I
exist, said the Kurdish dragon
By Naila Bozo
There
was a dead town in Syria. The tombstone read ”Qamişlo”
and on the grave lay red, yellow and green plastic roses. My knees are still
hurting because I often kneeled down by the grave and begged the town to come
back to life. Sometimes I threw myself on it to prevent the dazed youth from
joining their parents in the soil. They merely looked at me pitiyingly and
pushed me away. They had good reason to do so because what human is alive if he
does not exist?
A
Fatal Census
Kime ez?
asked Cegerxwîn (1903 - 1984), a celebrated Kurdish poet. Who am I? Nobody, the
Syrian government answered, you do not exist.
In
August 1962 the Syrian government ordered a census in the province of Hasakeh
which was carried out in October 1962. The province is situated in the northern
parts of Syria and mostly inhabited by Kurds seeing as this area is the western
part of Kurdistan that was divided between Turkey, Iran, Iraq and Syria as a
consequence of the Lausanne Treaty in 1923.
The
census was fatal for the Kurds as it resulted in 120.000 Kurds loosing their
Syrian citizenship and thus their rights. The number of stateless Kurds has
according to Human Rights Watch since then only continued to grow to a number
of 300.000 because children of the stateless, born and raised in Syria, have
not been given citizenship either.
In April
2011 the Syrian dictator Bashar al-Assad said he would grant the Kurds
citizenship. This did not cause much joy for two reasons. First, only
registered Kurds would be given official identity papers while non-registered
would remain stateless. Second, it was a poor way to keep the Kurds, who
consitute 10 - 15 % of the Syrian population, from joining the anti-regime
protests that had begun only weeks earlier.

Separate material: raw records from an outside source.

PR #425, opened 2017-11-30
rework rhel plugin install from ln to cp; move action from dockerfile…

gabemontero:
… to run script

first step for https://bugzilla.redhat.com/show_bug.cgi?id=1519034

@openshift/sig-developer-experience fyi / ptal

### DIFF
--- a/2/Dockerfile.rhel7
+++ b/2/Dockerfile.rhel7
@@ -37,6 +37,10 @@ EXPOSE 8080 50000
 
 RUN yum-config-manager --disable epel >/dev/null || : && \
     yum-config-manager --enable rhel-7-server-ose-onlineint-rpms || : && \
+    # for backward compatibility with pre-3.6 installs leveraging a PV, where rpm installs went to /usr/lib64/jenkins, we are
+    # establishing a symbolic link for that guy as well, so that existing plugins in JENKINS_HOME/plugins pointing to /usr/lib64/jenkins
+    # will subsequently get redirected to /usr/lib/jenkins; it is confirmed that the 3.7 jenkins RHEL images do *NOT* have a /usr/lib64/jenkins path
+    ln -s /usr/lib/jenkins /usr/lib64/jenkins && \
     INSTALL_PKGS="dejavu-sans-fonts wget rsync gettext git tar zip unzip java-1.8.0-openjdk java-1.8.0-openjdk.i686 java-1.8.0-openjdk-devel java-1.8.0-openjdk-devel.i686 atomic-openshift-clients jenkins-2.* jenkins-2-plugins" && \
     yum install -y $INSTALL_PKGS && \
     rpm -V $INSTALL_PKGS && \
@@ -51,9 +55,6 @@ ADD ./contrib/s2i /usr/libexec/s2i
 # and its presence in the rhel image is confusing.
 RUN rm /opt/openshift/base-plugins.txt && \ 
     mkdir -p /opt/openshift/plugins && \
-    # NOTE: When adding new Jenkins plugin, you have to create the symlink for the
-    # HPI file created by rpm to /opt/openshift/plugins folder.
-    for FILENAME in /usr/lib/jenkins/*hpi ; do ln -s $FILENAME /opt/openshift/plugins/`basename $FILENAME .hpi`.jpi; done &&\
     chmod 775 /etc/passwd && \
     chmod -R 775 /etc/alternatives && \
     chmod -R 775 /var/lib/alternatives && \
--- a/2/contrib/s2i/run
+++ b/2/contrib/s2i/run
@@ -78,10 +78,15 @@ function install_plugins() {
     /usr/local/bin/install-plugins.sh "${plugins_file}"
   fi
   
-  if [ "$(ls -A /opt/openshift/plugins 2>/dev/null)" ]; then
+  if [ "$(ls /opt/openshift/plugins/* 2>/dev/null)" ]; then
     mkdir -p ${JENKINS_HOME}/plugins
-    echo "Copying $(ls /opt/openshift/plugins | wc -l) Jenkins plugins to ${JENKINS_HOME} ..."
-    cp -r /opt/openshift/plugins/* ${JENKINS_HOME}/plugins/
+    echo "Copying $(ls /opt/openshift/plugins/* | wc -l) files to ${JENKINS_HOME} ..."
+    # in case of rhel, if there are plugins in /opt/openshift/plugins, that means the user is overriding
+    # the image's base set of plugins and taking ownership of the plugin's version going forward; and
+    # so we break the link to /usr/lib/jenkins via use of --remove-destination; in the case of centos, it
+    # is not necessary (no links are in play) but has no ill effect so we maintain a common path for
+    # both offerings
+    for FILENAME in /opt/openshift/plugins/* ; do cp --remove-destination $FILENAME ${JENKINS_HOME}/plugins; done
     rm -rf /opt/openshift/plugins
   fi
 }
@@ -169,6 +174,51 @@ new_password_hash=`obfuscate_password ${JENKINS_PASSWORD:-password} $old_salt`
 # finish the move of the default logs dir, /var/log/jenkins, to the volume mount
 mkdir ${JENKINS_HOME}/logs
 ln -sf ${JENKINS_HOME}/logs /var/log/jenkins
+
+# clean up any plugins in JENKINS_HOME/plugins which we previously linked, but
+# have since deleted from the image
+for FILENAME in ${JENKINS_HOME}/plugins/*.jpi; do
+    # test if it is a sym link, otherwise users have overriden, so leave alone
+    # test command silent, don't need dev/null
+    test -h $FILENAME
+    if [ $? -eq 0 ]; then
+	stat -L $FILENAME >& /dev/null
+	if [ $? -eq 0 ]; then
+	    continue
+	fi
+	echo "Unlinking plugin ${FILENAME} since it has been removed"
+	unlink $FILENAME
+    fi
+done
+
+# for rhel, some maintenance wrt copying plugins is done on every startup;  this logic
+# covers the following scenarios:
+# 1) this is the initial start of the image and the JENKINS_HOME/configured file is not
+# yet present
+# 2) this is a release upgrade, and new plugins need to be added
+#
+# we employ links instead of copies, and check for the existance in JENKINS_HOME/plugins,
+# so that:
+# 1) we don't copy over plugins the user has overridden since this image first was started
+# (either via this image's extension mechanisms or the jenkins plugin mgr console)
+# 2) if versions of an existing plugin change as a result of a release upgrade, those changes
+# are picked up
+#
+# all of this is moot on centos, since our centos image does not store any plugins in /usr/lib/jenkins
+if [ "$(ls /usr/lib/jenkins/*.hpi 2>/dev/null)" ]; then
+    # in case very first time through, make sure plugins dir is there
+    mkdir -p ${JENKINS_HOME}/plugins
+   
+   for FILENAME in /usr/lib/jenkins/*.hpi ; do
+        basefilename=`basename $FILENAME .hpi`
+        plugin_image_volume_location="${JENKINS_HOME}/plugins/${basefilename}.*"
+        if [ "$(ls ${plugin_image_volume_location} 2>/dev/null)" ]; then
+          continue
+        fi
+	echo "Linking ${FILENAME} RPM installed Jenkins plugins to ${JENKINS_HOME} ..."  
+        ln -s  $FILENAME ${JENKINS_HOME}/plugins/${basefilename}.jpi
+   done
+fi
 
 if [ ! -e ${JENKINS_HOME}/configured ]; then
     # This container hasn't been configured yet
--- a/2/contrib/jenkins/install-plugins.sh
+++ b/2/contrib/jenkins/install-plugins.sh
@@ -114,7 +114,8 @@ copy_reference_file() {
             action=${action:-"INSTALLED"}
             log=true
             mkdir -p "$JENKINS_HOME/${dir:23}"
-            cp -r "${f}" "$JENKINS_HOME/${rel}";
+	    # if done on rhel, we may need to override a link to /usr/lib/jenkins, so include --remove-destination
+            cp --remove-destination -r "${f}" "$JENKINS_HOME/${rel}";
             # pin plugins on initial copy
             touch "$JENKINS_HOME/${rel}.pinned"
             echo "$image_version" > "$JENKINS_HOME/${version_marker}"
@@ -128,7 +129,8 @@ copy_reference_file() {
             action="INSTALLED"
             log=true
             mkdir -p "$JENKINS_HOME/${dir:23}"
-            cp -r "${f}" "$JENKINS_HOME/${rel}";
+	    # if done on rhel, we may need to override a link to /usr/lib/jenkins, so include --remove-destination
+            cp --remove-destination -r "${f}" "$JENKINS_HOME/${rel}";
         else
             action="SKIPPED"
         fi


gabemontero:
[test]

2/contrib/s2i/run
```diff
@@ -60,6 +60,18 @@ function create_jenkins_config_from_templates() {
 }
 
 function install_plugins() {
+  mkdir -p ${JENKINS_HOME}/plugins
+    
+  if [ "$(ls -A /usr/lib/jenkins/*.hpi 2>/dev/null)" ]; then
+      # found rhel rpm installed plugins in the 3.7 or later location
+      echo "Copying $(ls /usr/lib/jenkins/*.hpi | wc -l) RHEL RPM installed Jenkins plugins to ${JENKINS_HOME} ..."
```
bparees: remove the references to RHEL since this script is shared w/ the centos image.

2/contrib/s2i/run
```diff
@@ -60,6 +60,18 @@ function create_jenkins_config_from_templates() {
...
+      for FILENAME in /usr/lib/jenkins/*hpi ; do cp $FILENAME ${JENKINS_HOME}/plugins/`basename $FILENAME .hpi`.jpi; done
+  elif [ "$(ls -A /usr/lib64/jenkins/*.hpi 2>/dev/null)" ]; then
```
bparees: i don't think this should be an elif, we should just do both.

gabemontero: ok, if both though, I'm giving the newer flavor precedence (i.e. executed afterward to override whatever was done previously)

2/contrib/s2i/run
gabemontero: this path though will only execute on rhel ... there will be no `/usr/lib/jenkins/*.hpi` files in the centos image

bparees: unless someone has extended the image and installed their own plugins from rpms on a centos image, but is still using our run script....

2/contrib/s2i/run
bparees: what are we considering the "new" flavor?  lib64?

gabemontero: old == lib64, new == lib

2/contrib/s2i/run
gabemontero: ok i'm converted removing "RHEL"

2/contrib/s2i/run
bparees: ok. I guess i don't particularly care either way.

gabemontero:
Hmmm ... test passed, but I'm not seeing messages I was expecting .... investigating

gabemontero:
OK it looks like we don't always dump the container logs in the test; think I'm going to add that, even if we decide it should be temporary, just to confirm some of the changes in RHEL

gabemontero:
I am wondering if we should be considering flavors like https://stackoverflow.com/questions/8377312/how-to-convert-symlink-to-regular-file in the new use of `cp`

gabemontero:
ok with https://github.com/openshift/jenkins/pull/425/commits/3b17bd5f339eda20fce326d1d0b211f5ea003182 in place I was able to confirm that the new copy path in the `run` script worked as expected

I'm going to circle back and try/test the "link from the prior release exists, and now we are trying to copy" scenario.

gabemontero:
I think I've overthought / got turned around wrt https://github.com/openshift/jenkins/pull/425#issuecomment-348302460 

That said, I'm still trying to reconcile some details wrt the pod logs provided from the customer and the `run` script, now that I've revisited it in detail.  Going to do some more local testing, as well as probably ping @bparees and @jim-minter to cross reference a couple of details.

gabemontero:
OK, yeah, this change as is not sufficient.
1) I do need `--remove-destination`, otherwise I get `cp: not writing through dangling symlink ...` ; you get that with that sequence the follows from installing pre 3.7, then moving up to 3.7, on a PV
  - ln -s filea fileb
  - cp fileb filec  (filec is on the PV)
  - remove filea (i.e. the /usr/lib64 file ... it goes away with the new image)
  - cp newfilea (i.e. the /usr/lib file) filec (filec on the PV is still linked to filea)
2) `install_plugins` will not get installed on the PV based upgrade, cause `${JENKINS_HOME}/configured` is present ... that is why I did not see any of the expected `echo` statements around copying files that would have indicated as such
3) the error occurs because the `cp -r /opt/openshift/plugins/* ${JENKINS_HOME}/plugins/` call from install_plugins from the first startup preserves the link to `/usr/lib64` (vs. copying the file)

So we either 
a) do the `cp --remove-destination` outside the `${JENKINS_HOME}/configured` check ... make sure we don't break various scenarios where the customer can override the plugin list
b) follow @jupierce 's suggestion of simply linking /usr/lib64/jenkins -> /usr/lib/jenkins in the Dockerfile

I'm beginning to lean toward b), but want to walk through the permutations to be sure ...

gabemontero:
`ln -s /usr/lib/jenkins /usr/lib64/jenkins` would seem to work ...a local approximation:

```
gmontero /tmp/ln-test $ mkdir usr usr64 opt var 
gmontero /tmp/ln-test $ cp ~/Downloads/openshift-client-102.hpi usr64
gmontero /tmp/ln-test $ ln -s /tmp/ln-test/usr64/openshift-client-102.hpi /tmp/ln-test/var/plugin.jpi
gmontero /tmp/ln-test $ ls -la var
total 0
drwxrwxr-x. 2 gmontero gmontero  60 Nov 30 16:18 .
drwxrwxr-x. 6 gmontero gmontero 120 Nov 30 16:18 ..
lrwxrwxrwx. 1 gmontero gmontero  43 Nov 30 16:18 plugin.jpi -> /tmp/ln-test/usr64/openshift-client-102.hpi
gmontero /tmp/ln-test $ cp ~/Downloads/openshift-client-102.hpi usr
gmontero /tmp/ln-test $ rm -rf usr64
gmontero /tmp/ln-test $ ln -s /tmp/ln-test/usr /tmp/ln-test/usr64
gmontero /tmp/ln-test $ ls -la 
total 0
drwxrwxr-x.  5 gmontero gmontero 120 Nov 30 16:20 .
drwxrwxrwt. 24 root     root     500 Nov 30 15:37 ..
drwxrwxr-x.  2 gmontero gmontero  40 Nov 30 16:18 opt
drwxrwxr-x.  2 gmontero gmontero  60 Nov 30 16:19 usr
lrwxrwxrwx.  1 gmontero gmontero  16 Nov 30 16:20 usr64 -> /tmp/ln-test/usr
drwxrwxr-x.  2 gmontero gmontero  60 Nov 30 16:18 var
gmontero /tmp/ln-test $ ls -la var
total 0
drwxrwxr-x. 2 gmontero gmontero  60 Nov 30 16:18 .
drwxrwxr-x. 5 gmontero gmontero 120 Nov 30 16:20 ..
lrwxrwxrwx. 1 gmontero gmontero  43 Nov 30 16:18 plugin.jpi -> /tmp/ln-test/usr64/openshift-client-102.hpi
gmontero /tmp/ln-test $ jar tvf var/plugin.jpi 
     0 Tue Nov 07 12:31:36 EST 2017 META-INF/
   881 Tue Nov 07 12:31:34 EST 2017 META-INF/MANIFEST.MF
     0 Tue Nov 07 12:31:34 EST 2017 WEB-INF/
     0 Tue Nov 07 12:31:34 EST 2017 WEB-INF/lib/
     0 Tue Nov 07 12:31:34 EST 2017 BaseStep/
   660 Tue Nov 07 12:31:34 EST 2017 WEB-INF/licenses.xml
110935 Tue Nov 07 12:31:34 EST 2017 WEB-INF/lib/openshift-client.jar
   132 Tue Nov 07 12:31:34 EST 2017 BaseStep/help-credentials.html
    61 Tue Nov 07 12:31:34 EST 2017 BaseStep/help-logLevel.html
    97 Tue Nov 07 12:31:34 EST 2017 BaseStep/help-advancedArguments.html
   121 Tue Nov 07 12:31:34 EST 2017 BaseStep/help-project.html
    64 Tue Nov 07 12:31:34 EST 2017 BaseStep/help-cluster.html
     0 Tue Nov 07 12:31:36 EST 2017 META-INF/maven/
     0 Tue Nov 07 12:31:36 EST 2017 META-INF/maven/com.openshift.jenkins.plugins/
     0 Tue Nov 07 12:31:36 EST 2017 META-INF/maven/com.openshift.jenkins.plugins/openshift-client/
  4985 Tue Nov 07 12:31:16 EST 2017 META-INF/maven/com.openshift.jenkins.plugins/openshift-client/pom.xml
   130 Tue Nov 07 12:31:34 EST 2017 META-INF/maven/com.openshift.jenkins.plugins/openshift-client/pom.properties
gmontero /tmp/ln-test $ 
```

bparees:
i'm fine w/ symlinking /usr/lib64/jenkins to /usr/lib/jenkins.

gabemontero:
had typo in docker file ... pushing new commit momentarily

gabemontero:
per previous sign off from @bparees merging

[merge]

2/Dockerfile.rhel7
```diff
@@ -54,6 +54,10 @@ RUN rm /opt/openshift/base-plugins.txt && \
     # NOTE: When adding new Jenkins plugin, you have to create the symlink for the
     # HPI file created by rpm to /opt/openshift/plugins folder.
     for FILENAME in /usr/lib/jenkins/*hpi ; do ln -s $FILENAME /opt/openshift/plugins/`basename $FILENAME .hpi`.jpi; done &&\
+    # for backward compatability with pre-3.6 installs leveraging a PV, where rpm installs went to /usr/lib64/jenkins, we are
+    # establishing a symbolic link for that guy as well, so that existing plugins in JENKINS_HOME/plugins pointing to /usr/lib64/jenkins
+    # will subsequently get redirected to /usr/lib/jenkins; it is confirmed that the 3.7 jenkins RHEL images do *NOT* have a /usr/lib64/jenkins path
+    ln -s /usr/lib/jenkins /usr/lib64/jenkins && \
```
bparees: you should create this symlink *before* installing the rpms, so that any rpm that installs to /usr/lib64/jenkins lands them in the symlinked dir.

2/Dockerfile.rhel7
```diff
@@ -54,6 +54,10 @@ RUN rm /opt/openshift/base-plugins.txt && \
     # NOTE: When adding new Jenkins plugin, you have to create the symlink for the
     # HPI file created by rpm to /opt/openshift/plugins folder.
     for FILENAME in /usr/lib/jenkins/*hpi ; do ln -s $FILENAME /opt/openshift/plugins/`basename $FILENAME .hpi`.jpi; done &&\
+    # for backward compatability with pre-3.6 installs leveraging a PV, where rpm installs went to /usr/lib64/jenkins, we are
```
bparees: compatibility

bparees:
I'm reminded that another reason to prefer copying things is if we ship a 3.8 image that doesn't even install a particular plugin that we previously shipped in 3.7, the PV will still have a broken symlink to that plugin.

bparees:
so i think we should do both.  create the symlink, but also going forward, copy the plugins to the target dir instead of symlinking them, for fresh installs.

bparees:
(aborted the merge)

gabemontero:
doing both, fixed order, pushed

2/contrib/s2i/run
```diff
@@ -79,7 +87,6 @@ function install_plugins() {
   fi
   
   if [ "$(ls -A /opt/openshift/plugins 2>/dev/null)" ]; then
-    mkdir -p ${JENKINS_HOME}/plugins
     echo "Copying $(ls /opt/openshift/plugins | wc -l) Jenkins plugins to ${JENKINS_HOME} ..."
     cp -r /opt/openshift/plugins/* ${JENKINS_HOME}/plugins/
```
bparees: doesn't this also need a --remove-destination?

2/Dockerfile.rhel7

You Deserved To Be Gassed!
They say
the uprising started in Damascus, March 2011. No, it started in Qamişlo,
March 2004. A report from KurdWatch that gathers information about violation of
human rights against Kurds within the Syrian borders closely describes what
happened on March 12, 2004.
A football match was to be played at
the stadium in Qamişlo. The team al-Futuwah was an Arabic team from Deir ez Zor
and the other team, al-Jihad, was from Qamişlo. According to the Danish Refugee
Council quoted in the report, an eyewitness said that the supporters of
al-Futuwah had not been checked by security before entering the stadium and
that they brought weapon in the form of knives, sticks and stones with them.
A journalist sitting in the press box
observed that the supporters of al-Futuwah prior to the game had kept shouting:
"Fallujah, Fallujah!" after which they started attacking the other
team's supporters with the sticks and stones they had brought with them.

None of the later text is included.